WHAT YOU ARE ASKED TO DO: Transcribe exactly the lines that fall between the one holding "Prevents us from" and the one holding "sldblog, line 20: 🙋‍♂️", inclusive, from the entries below.

SOURCE MATERIAL:
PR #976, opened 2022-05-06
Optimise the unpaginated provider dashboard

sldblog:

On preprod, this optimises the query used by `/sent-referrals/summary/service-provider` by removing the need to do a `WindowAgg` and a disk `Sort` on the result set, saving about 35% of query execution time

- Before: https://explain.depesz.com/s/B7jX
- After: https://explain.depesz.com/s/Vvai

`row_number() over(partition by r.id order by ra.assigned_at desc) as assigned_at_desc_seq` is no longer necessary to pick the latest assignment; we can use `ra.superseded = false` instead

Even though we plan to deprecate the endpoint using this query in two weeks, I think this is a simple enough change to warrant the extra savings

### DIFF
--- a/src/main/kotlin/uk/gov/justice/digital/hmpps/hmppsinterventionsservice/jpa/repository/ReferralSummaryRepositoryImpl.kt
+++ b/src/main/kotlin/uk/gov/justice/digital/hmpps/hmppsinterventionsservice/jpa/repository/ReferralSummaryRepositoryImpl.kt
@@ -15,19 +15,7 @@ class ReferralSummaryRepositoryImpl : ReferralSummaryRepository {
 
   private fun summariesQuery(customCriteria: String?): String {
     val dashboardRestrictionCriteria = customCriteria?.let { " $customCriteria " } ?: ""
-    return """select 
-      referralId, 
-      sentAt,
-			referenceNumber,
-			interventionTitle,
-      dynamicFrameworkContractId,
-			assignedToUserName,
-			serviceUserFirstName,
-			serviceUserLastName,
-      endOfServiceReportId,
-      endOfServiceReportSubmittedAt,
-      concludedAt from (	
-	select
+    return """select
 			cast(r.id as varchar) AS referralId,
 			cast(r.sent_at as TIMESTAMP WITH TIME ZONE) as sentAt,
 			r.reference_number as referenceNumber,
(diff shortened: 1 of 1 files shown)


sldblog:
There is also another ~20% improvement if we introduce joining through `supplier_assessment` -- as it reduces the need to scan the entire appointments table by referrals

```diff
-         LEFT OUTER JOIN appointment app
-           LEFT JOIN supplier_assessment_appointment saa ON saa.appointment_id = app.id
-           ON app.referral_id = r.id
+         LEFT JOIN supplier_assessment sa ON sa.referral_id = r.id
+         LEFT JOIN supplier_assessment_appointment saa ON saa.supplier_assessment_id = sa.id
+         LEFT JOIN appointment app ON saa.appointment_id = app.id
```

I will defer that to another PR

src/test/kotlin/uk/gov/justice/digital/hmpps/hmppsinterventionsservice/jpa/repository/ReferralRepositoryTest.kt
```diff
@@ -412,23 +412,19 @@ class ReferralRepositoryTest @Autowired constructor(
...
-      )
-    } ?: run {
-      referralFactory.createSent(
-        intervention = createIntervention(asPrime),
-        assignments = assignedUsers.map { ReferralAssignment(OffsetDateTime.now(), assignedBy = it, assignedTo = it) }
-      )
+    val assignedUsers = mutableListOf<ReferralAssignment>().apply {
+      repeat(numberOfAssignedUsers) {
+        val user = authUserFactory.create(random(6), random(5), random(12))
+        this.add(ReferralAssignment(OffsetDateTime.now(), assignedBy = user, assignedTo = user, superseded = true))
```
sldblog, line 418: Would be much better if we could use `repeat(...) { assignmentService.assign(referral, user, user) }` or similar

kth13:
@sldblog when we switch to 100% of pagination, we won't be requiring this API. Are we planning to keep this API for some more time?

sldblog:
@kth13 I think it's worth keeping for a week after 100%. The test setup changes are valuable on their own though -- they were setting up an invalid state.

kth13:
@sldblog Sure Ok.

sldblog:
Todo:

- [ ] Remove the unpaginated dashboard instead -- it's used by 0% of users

---

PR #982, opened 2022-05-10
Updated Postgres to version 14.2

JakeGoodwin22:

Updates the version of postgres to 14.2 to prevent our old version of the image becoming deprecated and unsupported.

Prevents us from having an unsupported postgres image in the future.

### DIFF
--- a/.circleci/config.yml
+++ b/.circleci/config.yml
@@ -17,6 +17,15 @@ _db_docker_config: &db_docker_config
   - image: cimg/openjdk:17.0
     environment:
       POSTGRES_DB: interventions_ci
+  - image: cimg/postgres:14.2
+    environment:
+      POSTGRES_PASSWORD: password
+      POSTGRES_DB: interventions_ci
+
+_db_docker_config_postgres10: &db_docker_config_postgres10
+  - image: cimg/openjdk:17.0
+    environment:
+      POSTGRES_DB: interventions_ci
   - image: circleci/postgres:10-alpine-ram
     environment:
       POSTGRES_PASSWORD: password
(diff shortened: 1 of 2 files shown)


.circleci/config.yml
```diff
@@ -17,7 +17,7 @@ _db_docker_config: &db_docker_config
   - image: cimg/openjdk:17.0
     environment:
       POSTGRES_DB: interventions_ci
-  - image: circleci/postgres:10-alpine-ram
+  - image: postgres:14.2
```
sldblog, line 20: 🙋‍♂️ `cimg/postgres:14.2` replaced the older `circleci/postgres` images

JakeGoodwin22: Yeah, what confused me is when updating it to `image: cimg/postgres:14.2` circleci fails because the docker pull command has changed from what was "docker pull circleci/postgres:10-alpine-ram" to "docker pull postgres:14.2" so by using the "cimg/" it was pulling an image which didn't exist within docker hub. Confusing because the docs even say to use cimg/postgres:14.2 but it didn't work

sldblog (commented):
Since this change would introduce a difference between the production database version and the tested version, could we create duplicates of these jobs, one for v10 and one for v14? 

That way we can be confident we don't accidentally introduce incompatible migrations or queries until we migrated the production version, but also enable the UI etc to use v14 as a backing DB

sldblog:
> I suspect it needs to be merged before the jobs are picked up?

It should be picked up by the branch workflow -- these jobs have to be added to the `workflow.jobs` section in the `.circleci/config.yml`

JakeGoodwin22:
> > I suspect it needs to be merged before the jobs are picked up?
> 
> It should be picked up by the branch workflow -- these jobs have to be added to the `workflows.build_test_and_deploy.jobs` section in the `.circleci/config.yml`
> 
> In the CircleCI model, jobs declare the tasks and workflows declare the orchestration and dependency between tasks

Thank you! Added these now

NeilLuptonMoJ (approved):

* * *

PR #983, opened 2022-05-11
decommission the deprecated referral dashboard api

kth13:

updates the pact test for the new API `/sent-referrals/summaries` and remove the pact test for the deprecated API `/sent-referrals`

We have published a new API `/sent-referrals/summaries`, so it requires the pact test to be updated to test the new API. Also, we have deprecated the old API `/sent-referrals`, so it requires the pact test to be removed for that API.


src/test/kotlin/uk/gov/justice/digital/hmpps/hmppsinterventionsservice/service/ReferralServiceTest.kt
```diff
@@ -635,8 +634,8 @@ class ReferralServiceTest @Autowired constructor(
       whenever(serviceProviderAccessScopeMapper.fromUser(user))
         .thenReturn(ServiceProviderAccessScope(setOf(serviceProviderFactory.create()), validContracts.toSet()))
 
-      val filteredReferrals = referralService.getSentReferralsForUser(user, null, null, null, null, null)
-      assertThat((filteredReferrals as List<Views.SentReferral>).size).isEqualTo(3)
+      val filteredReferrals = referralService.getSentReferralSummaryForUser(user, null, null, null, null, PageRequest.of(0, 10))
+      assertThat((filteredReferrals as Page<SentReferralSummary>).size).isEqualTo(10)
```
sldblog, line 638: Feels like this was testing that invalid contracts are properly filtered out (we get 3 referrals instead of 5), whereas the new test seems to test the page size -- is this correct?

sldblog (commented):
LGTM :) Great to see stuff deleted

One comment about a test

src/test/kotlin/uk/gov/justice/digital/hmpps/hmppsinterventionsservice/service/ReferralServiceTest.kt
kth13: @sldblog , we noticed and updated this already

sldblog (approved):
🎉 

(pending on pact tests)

ANSWER TO THE PROBLEM:
Prevents us from having an unsupported postgres image in the future.

### DIFF
--- a/.circleci/config.yml
+++ b/.circleci/config.yml
@@ -17,6 +17,15 @@ _db_docker_config: &db_docker_config
   - image: cimg/openjdk:17.0
     environment:
       POSTGRES_DB: interventions_ci
+  - image: cimg/postgres:14.2
+    environment:
+      POSTGRES_PASSWORD: password
+      POSTGRES_DB: interventions_ci
+
+_db_docker_config_postgres10: &db_docker_config_postgres10
+  - image: cimg/openjdk:17.0
+    environment:
+      POSTGRES_DB: interventions_ci
   - image: circleci/postgres:10-alpine-ram
     environment:
       POSTGRES_PASSWORD: password
(diff shortened: 1 of 2 files shown)


.circleci/config.yml
```diff
@@ -17,7 +17,7 @@ _db_docker_config: &db_docker_config
   - image: cimg/openjdk:17.0
     environment:
       POSTGRES_DB: interventions_ci
-  - image: circleci/postgres:10-alpine-ram
+  - image: postgres:14.2
```
sldblog, line 20: 🙋‍♂️ `cimg/postgres:14.2` replaced the older `circleci/postgres` images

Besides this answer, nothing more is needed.